La ceja de Esteban se arqueó con sorpresa. El gesto, tan familiar para Isabel, trajo consigo una avalancha de recuerdos que acabó por romper sus últimas defensas.
Con un sollozo desgarrador, Isabel se lanzó a sus brazos, rodeando su cuello como si fuera un salvavidas en medio de una tormenta. Las lágrimas, contenidas durante tanto tiempo, brotaban ahora sin control, empapando la camisa de Esteban. Era como si todo el peso de estos tres años, cada injusticia, cada momento de soledad, se materializara en ese llanto desconsolado.
La vulnerabilidad en el gesto de Isabel, tan característica de la niña que él había criado, desarmó por completo la furia que ardía en los ojos de Esteban. Sus manos, que habían permanecido suspendidas en el aire como si no supieran qué hacer, finalmente encontraron su lugar natural alrededor de la cintura de su hermana.
Isabel se aferró con más fuerza a su cuello, sus dedos crispados sobre la tela.
—¿Cómo está mamá? —Su voz salió entrecortada, ahogada entre sollozos.
Esteban la estrechó contra sí.
—Vaya, así que todavía te acuerdas que tienes madre —El tono era severo, pero había un dejo de calidez en su voz. "Pensé que al volver con los Galindo habrías olvidado todo lo de París", añadió para sus adentros.
El comentario solo provocó que Isabel intensificara su llanto, aferrándose a él como si temiera que fuera a desvanecerse.
...
Dos horas después, la historia completa había salido a la luz entre lágrimas y pausas entrecortadas. Durante sus tres años en Puerto San Rafael, Isabel no se había permitido derramar una sola lágrima.
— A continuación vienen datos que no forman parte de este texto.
PR #18383, opened 2026-08-04
 feat(sandbox-local-workspace): run harnesses against a local project directory

kajogo777:
## Background

The shipped sandbox providers are `@ai-sdk/sandbox-vercel` (remote microVM) and `@ai-sdk/sandbox-just-bash` (in-process virtual filesystem). Neither lets someone point `HarnessAgent` at a repository on their own machine, so a user with Claude Code, Codex or Pi already installed and authenticated has to provision a hosted sandbox first.

This started as a separate `@ai-sdk/sandbox-local-workspace` package. Per review feedback it moved into `@ai-sdk/harness` instead, so no package is added that we would not want long term, the API is already in the shape we want, and a fuller local workflow can be designed later.

## Summary

`sandbox` becomes optional. When omitted the harness runs on the local machine in `process.cwd()` as the current user, inheriting the environment so each adapter resolves its own credentials from `~/.claude/settings.json`, `~/.codex/config.toml` or `~/.pi/agent/auth.json`.

```ts
  harness: createClaudeCode(),
  instructions: 'You are a careful refactoring assistant.',
});
```

The provider is internal, so nothing new is exported. Four things worth knowing:
   - **Session directory.** `resolveSessionWorkDir` gains an internal `runInCwd` flag. The usual `<harnessId>-<sessionId>` subdirectory suits a freshly provisioned sandbox, but here the root is the user's own directory, so a subdirectory would run the harness in an empty folder beside their files. `sandboxConfig.workDir` cannot express `'.'`; public validation is unchanged.
   - **Generated state stays out of git.** Adapters resolve `bootstrapDir` against `defaultWorkingDirectory` themselves, so their output lands in the project. `.harness-bootstrap/` (around 785 MB for Claude Code), and `.agent-runs/` each get a `.gitignore` of `*` before anything writes into them. The project's own `.gitignore` is never touched, and it works outside a git repo.
   - **No isolation, warned once.** The harness has every permission the current user has. A warning fires once per process and honours the same `AI_SDK_LOG_WARNINGS` global as the rest of the SDK (`false` silences, a function delegates). `logWarnings` is private to `ai`, so the convention is reimplemented rather than that export widened.
   - **Lazy load.** Pulled in via dynamic `import()` so requiring `HarnessAgent` does not put `node:child_process` in the module graph of consumers who pass their own provider.

## End-to-End Verification

Real `claude`, `codex` and `pi` CLIs on macOS, Node 22, pnpm 10.33.4. `sandbox` is never passed, so each scenario changes directory into a project and the agent must fall back to the local machine.

   | Check | pi | claude-code | codex |
   | --- | --- | --- | --- |
   | Writes `NOTES.md` into the working directory | pass | pass | pass |
   | Used a native tool | pass | pass | pass |
   | Shell tool runs in the working directory itself | pass | pass | pass |
   | `stop()` then resume recalls prior turn state | pass | pass | pass |
   | All three generated directories hidden from git | pass | pass | pass |
   | Real `git status` reports only the user's files | pass | pass | pass |
   | No bridge processes left behind | pass | pass | pass |

Every scenario asserts `usage.totalTokens > 0`, because a missing credential and a harness that silently lost its tools both finish with `finishReason: 'stop'`, empty text and no error part.

## Checklist

## Future Work
   - **Move bootstrap out of the project.** 785 MB inside the user's directory, invisible to git but real on disk, and a new directory pays again. A shared cache needs adapter cooperation, since they compute `bootstrapDir` themselves.
   - **A configurable local workflow.** `path` and `env` exist internally but nothing is exported, so the only user-facing behaviour is "runs in `cwd`".
   - **An optional `defaultSessionWorkDir` on `HarnessV1NetworkSandboxSession`**, so a provider declares its session directory instead of the agent inferring it from `settings.sandbox == null`. Touches the `HarnessV1` spec, so left out here.


felixarntz:
@kajogo777 pushed one additional commit in https://github.com/vercel/ai/pull/18383/changes/187a7727322b25e5f50d550b1dbe37ac225d3c56 to rename the folder and make minor alignments so that we can reuse the `konsistent.json` convention validation for this "unusual" sandbox too.

This way we keep the implementation aligned, even though it's not an actual sandbox package.

No logic changes, just renaming things.

content/docs/03-ai-sdk-harnesses/02-harness-agent.mdx
```diff
@@ -15,9 +15,54 @@ Install the core harness package, a harness adapter, and a sandbox provider:
...
+
+### Generated directories
+
+Running in your working directory means the harness generates state there. Two directories
+may appear:
+
+| Directory             | Contents                                                                                                                    |
+| --------------------- | --------------------------------------------------------------------------------------------------------------------------- |
+| `.harness-bootstrap/` | Bridge dependencies for bridge-backed harnesses, plus setup markers. Hundreds of megabytes; Claude Code's is around 785 MB. |
+| `.agent-runs/`        | Per-session harness state, including the event log a suspended turn is replayed from.                                       |
```
felixarntz, line 57: do you think we could put these in another directory? ideally the actual work dir for the agent isn't used for anything infrastructure that the harness needs.

the current harness providers write all these artifacts / infra code elsewhere so that it doesn't pollute the agent work dir.

maybe something like `/tmp`, or a specific folder in `$HOME`? alternatively, if we can split sandbox working directory from agent work dir like all harnesses do, that would allow for us to write this into the working directory of the sandbox while the agent doesn't see it.

I know this naming is confusing, so to clarify:
- "sandbox working directory": the default cwd of the sandbox provider
- "agent/session work dir": the folder passed to the agent harness SDK as root dir, always a direct child folder of the sandbox working directory

packages/harness/src/agent/internal/sandbox-bootstrap.ts
```diff
@@ -64,17 +64,32 @@ export function normalizeSandboxWorkDir(workDir: string): string {
...
   workDir,
+  runInCwd = false,
 }: {
+  readonly runInCwd?: boolean;
   readonly defaultWorkingDirectory: string;
   readonly harnessId: string;
   readonly sessionId: string;
   readonly workDir?: string;
 }): string {
+  if (workDir == null && runInCwd) return defaultWorkingDirectory;
```
felixarntz, line 92: I don't love adding new behavior here for just this local sandbox. also see my other comment about not "polluting" the agent work dir with infrastructure folders.

could we keep the current contract in place and document the behavior? e.g.:
- if you don't care what you're working in and just need an empty folder to start, rely on the harness creating that work dir for you (e.g. `claude-code-a1b2c3d4e5f6` folder inside `defaultWorkingDirectory`)
- if you want to work on an existing project, its parent folder has to be cwd and you must pass the actual folder name as `workDir` (e.g. if I have `~/Development/ai-sdk` and I want `HarnessAgent` to work on the `ai-sdk` source code, cwd should be `~/Development` and `workDir` should be set to `ai-sdk`

in both cases, the cwd / `defaultWorkingDirectory` will get those artifacts needed or produced by the harness, while the subfolder will remain untouched and the only thing in scope of the agent.

packages/harness/src/agent/harness-agent.ts
```diff
@@ -298,6 +320,9 @@ export class HarnessAgent<
       harnessId: harness.harnessId,
       sessionId,
       workDir: sandboxBootstrapPlan.workDir,
+      // The implicit local workspace is the user's own working directory, so
+      // the session belongs there rather than in a subdirectory of it.
+      runInCwd: this.settings.sandbox == null,
```
felixarntz, line 325: see above.

another idea, if we don't want the user to pass `workDir` when they want to work on a specific directory, we could do the reverse path than what I said in my other comment: use the parent dir path of cwd as `defaultWorkingDirectory` and the folder name of cwd as `workDir`.

Then we would document that the parent directory of your working directory would get those infrastructure files.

Ni los desprecios de la familia Galindo, ni sus humillaciones constantes habían logrado quebrarla. Pero ahora, al rememorar París, al hablar de la familia Allende, las lágrimas fluían sin control.
Los Allende siempre habían sido su respaldo en las sombras, su verdadera familia. Y Esteban... Esteban había sido más que su hermano adoptivo: su protector, su confidente, su roca en medio de cualquier tormenta. Perderlos de un día para otro había sido como vivir en una especie de limbo, un dolor tan profundo que había preferido enterrarlo durante tres años.
Sus manos temblaban mientras recordaba aquellos días oscuros. La familia Allende atravesaba su peor momento cuando ella tuvo que marcharse. Si hubiera podido elegir, habría permanecido al lado de Esteban sin dudarlo. Pero Flora Méndez, esa mujer obsesionada con su hermano, junto con Yeray, habían jugado sus cartas con cruel precisión.
En medio del caos tras la muerte de su padre, cuando los cimientos del imperio Allende temblaban, los Méndez habían secuestrado a su madre. El ultimátum fue claro: si Isabel no abandonaba a los Allende, su madre pagaría el precio. Bajo esa amenaza, ¿qué otra opción tenía?
Los Méndez eran prácticamente la realeza de París en aquel entonces. Con la repentina partida de su padre y el poder de Esteban aún consolidándose, enfrentarlos habría sido suicida. La antigua rivalidad entre Yeray y Esteban, combinada con la enfermiza obsesión de Flora, creaban una situación explosiva que Isabel no se atrevió a detonar.
Si su partida podía darle a la familia Allende un respiro, un momento de paz para reagruparse, entonces valdría la pena el sacrificio.
La expresión de Esteban se tornaba más gélida con cada palabra que escuchaba.
—¿Te dejaste intimidar así nada más? —El desprecio en su voz era palpable.
Isabel se encogió como una niña regañada.
—No tuve opción... Amenazaron con matar a mamá.
Esteban frunció el ceño, un gesto que Isabel conocía demasiado bien.